■ **Material provided**

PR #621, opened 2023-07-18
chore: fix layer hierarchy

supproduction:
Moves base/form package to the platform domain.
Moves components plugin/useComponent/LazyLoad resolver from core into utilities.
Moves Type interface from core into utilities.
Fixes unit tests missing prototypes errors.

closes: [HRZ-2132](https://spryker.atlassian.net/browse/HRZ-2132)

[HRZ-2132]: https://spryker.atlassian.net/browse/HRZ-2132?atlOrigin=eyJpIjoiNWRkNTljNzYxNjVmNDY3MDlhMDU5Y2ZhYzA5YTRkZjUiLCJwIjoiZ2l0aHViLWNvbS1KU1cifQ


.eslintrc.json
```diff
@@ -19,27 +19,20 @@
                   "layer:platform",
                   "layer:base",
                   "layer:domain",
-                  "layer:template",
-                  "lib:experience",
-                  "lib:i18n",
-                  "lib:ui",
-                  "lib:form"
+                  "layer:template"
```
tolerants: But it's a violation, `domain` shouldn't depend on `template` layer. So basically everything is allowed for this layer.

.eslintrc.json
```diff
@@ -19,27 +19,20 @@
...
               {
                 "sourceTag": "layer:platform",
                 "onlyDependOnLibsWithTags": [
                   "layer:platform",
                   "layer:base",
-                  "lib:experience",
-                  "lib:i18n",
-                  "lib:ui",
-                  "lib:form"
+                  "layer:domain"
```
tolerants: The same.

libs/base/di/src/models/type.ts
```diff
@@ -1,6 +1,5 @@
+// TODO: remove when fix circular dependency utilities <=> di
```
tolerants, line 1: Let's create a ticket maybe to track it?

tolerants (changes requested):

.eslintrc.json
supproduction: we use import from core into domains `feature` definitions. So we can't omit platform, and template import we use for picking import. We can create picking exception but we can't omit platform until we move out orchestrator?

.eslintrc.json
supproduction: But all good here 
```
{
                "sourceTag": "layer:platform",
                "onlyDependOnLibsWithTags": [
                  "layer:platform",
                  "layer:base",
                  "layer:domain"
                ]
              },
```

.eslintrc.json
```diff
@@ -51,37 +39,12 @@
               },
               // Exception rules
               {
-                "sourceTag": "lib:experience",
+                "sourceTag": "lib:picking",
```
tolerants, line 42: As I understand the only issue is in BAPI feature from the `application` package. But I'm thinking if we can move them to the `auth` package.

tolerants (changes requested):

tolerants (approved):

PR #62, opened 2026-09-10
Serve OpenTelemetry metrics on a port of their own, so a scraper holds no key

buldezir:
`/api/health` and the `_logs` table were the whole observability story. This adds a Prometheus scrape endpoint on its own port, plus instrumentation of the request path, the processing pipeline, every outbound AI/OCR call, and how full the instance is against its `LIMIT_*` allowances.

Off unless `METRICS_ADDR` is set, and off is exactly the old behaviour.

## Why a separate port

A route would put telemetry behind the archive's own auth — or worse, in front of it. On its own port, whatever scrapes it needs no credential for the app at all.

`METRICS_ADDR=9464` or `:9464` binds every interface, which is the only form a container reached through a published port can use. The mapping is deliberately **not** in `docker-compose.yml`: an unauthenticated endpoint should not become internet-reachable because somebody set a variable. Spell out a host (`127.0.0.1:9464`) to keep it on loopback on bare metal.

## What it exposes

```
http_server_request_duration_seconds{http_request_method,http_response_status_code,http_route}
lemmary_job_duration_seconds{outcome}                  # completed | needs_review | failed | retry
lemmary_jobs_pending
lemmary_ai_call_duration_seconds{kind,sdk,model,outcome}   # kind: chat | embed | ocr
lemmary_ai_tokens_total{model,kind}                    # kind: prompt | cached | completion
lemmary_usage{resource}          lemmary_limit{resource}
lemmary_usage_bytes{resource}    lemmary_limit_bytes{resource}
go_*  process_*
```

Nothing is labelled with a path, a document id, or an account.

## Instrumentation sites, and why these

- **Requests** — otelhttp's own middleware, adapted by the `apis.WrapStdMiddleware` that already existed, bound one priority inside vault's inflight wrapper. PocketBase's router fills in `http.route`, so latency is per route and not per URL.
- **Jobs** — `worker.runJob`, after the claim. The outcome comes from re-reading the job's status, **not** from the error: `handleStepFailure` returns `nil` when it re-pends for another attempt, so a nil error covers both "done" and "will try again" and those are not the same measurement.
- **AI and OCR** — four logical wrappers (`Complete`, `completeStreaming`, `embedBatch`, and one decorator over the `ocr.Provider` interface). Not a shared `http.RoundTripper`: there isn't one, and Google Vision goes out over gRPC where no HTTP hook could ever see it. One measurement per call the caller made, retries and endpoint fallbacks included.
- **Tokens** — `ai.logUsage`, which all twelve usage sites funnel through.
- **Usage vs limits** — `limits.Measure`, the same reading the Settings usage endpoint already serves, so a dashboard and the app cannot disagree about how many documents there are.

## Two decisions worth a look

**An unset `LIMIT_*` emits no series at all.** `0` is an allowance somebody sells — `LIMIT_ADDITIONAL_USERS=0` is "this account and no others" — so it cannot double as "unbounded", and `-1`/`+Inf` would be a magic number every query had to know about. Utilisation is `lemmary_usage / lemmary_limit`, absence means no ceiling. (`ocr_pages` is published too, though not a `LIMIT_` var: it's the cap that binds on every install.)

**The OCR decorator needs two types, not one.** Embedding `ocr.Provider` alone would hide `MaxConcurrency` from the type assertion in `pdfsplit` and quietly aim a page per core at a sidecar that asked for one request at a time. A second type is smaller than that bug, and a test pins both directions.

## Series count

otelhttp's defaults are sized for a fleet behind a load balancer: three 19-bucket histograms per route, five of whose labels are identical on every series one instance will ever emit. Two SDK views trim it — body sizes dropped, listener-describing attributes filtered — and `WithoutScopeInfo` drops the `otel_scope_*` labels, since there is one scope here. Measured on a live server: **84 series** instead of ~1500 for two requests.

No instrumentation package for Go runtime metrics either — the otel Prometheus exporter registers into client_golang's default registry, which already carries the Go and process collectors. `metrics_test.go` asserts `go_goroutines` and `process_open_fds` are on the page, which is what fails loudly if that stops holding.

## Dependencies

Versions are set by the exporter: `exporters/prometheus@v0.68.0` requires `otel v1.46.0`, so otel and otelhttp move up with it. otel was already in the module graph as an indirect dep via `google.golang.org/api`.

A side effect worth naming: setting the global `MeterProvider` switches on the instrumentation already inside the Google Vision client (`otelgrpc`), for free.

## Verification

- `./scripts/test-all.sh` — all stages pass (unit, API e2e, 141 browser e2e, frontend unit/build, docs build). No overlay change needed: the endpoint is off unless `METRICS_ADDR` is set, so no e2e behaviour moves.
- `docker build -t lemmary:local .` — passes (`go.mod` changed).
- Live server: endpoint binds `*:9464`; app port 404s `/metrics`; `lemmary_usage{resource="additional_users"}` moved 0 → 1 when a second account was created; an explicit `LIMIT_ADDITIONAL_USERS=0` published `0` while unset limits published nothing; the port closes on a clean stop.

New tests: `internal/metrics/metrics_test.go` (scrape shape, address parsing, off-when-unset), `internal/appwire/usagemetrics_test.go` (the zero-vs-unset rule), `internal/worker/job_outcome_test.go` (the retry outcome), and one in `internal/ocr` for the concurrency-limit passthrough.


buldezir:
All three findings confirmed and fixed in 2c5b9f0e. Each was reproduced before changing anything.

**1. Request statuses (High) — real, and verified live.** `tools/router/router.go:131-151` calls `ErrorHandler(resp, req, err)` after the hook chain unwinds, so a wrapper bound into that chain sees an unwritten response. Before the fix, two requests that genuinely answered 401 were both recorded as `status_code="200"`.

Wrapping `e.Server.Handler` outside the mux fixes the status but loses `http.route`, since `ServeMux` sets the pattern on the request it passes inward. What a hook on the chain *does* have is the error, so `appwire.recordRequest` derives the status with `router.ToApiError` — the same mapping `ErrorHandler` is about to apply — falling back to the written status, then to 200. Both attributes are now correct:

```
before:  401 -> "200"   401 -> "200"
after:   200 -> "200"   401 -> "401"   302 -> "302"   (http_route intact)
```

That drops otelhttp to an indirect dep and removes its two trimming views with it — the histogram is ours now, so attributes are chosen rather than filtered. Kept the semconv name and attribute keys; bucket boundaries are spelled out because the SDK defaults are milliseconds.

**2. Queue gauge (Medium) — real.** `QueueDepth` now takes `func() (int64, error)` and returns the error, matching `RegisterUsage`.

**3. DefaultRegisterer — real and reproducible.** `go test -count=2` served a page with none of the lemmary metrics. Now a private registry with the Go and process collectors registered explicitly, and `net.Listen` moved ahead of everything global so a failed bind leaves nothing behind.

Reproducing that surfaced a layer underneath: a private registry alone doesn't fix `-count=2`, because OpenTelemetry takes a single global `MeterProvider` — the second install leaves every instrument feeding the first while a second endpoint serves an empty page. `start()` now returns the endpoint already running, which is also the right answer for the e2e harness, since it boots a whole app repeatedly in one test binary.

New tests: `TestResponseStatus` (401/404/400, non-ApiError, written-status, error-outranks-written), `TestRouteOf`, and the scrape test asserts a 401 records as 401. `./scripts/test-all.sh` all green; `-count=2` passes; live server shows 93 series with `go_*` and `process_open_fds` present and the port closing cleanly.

■ **Activity**
The answer must consist of every line from the entries above that contains "into".

■ **Answer box**
Moves components plugin/useComponent/LazyLoad resolver from core into utilities.
Moves Type interface from core into utilities.
supproduction: we use import from core into domains `feature` definitions. So we can't omit platform, and template import we use for picking import. We can create picking exception but we can't omit platform until we move out orchestrator?
No instrumentation package for Go runtime metrics either — the otel Prometheus exporter registers into client_golang's default registry, which already carries the Go and process collectors. `metrics_test.go` asserts `go_goroutines` and `process_open_fds` are on the page, which is what fails loudly if that stops holding.
**1. Request statuses (High) — real, and verified live.** `tools/router/router.go:131-151` calls `ErrorHandler(resp, req, err)` after the hook chain unwinds, so a wrapper bound into that chain sees an unwritten response. Before the fix, two requests that genuinely answered 401 were both recorded as `status_code="200"`.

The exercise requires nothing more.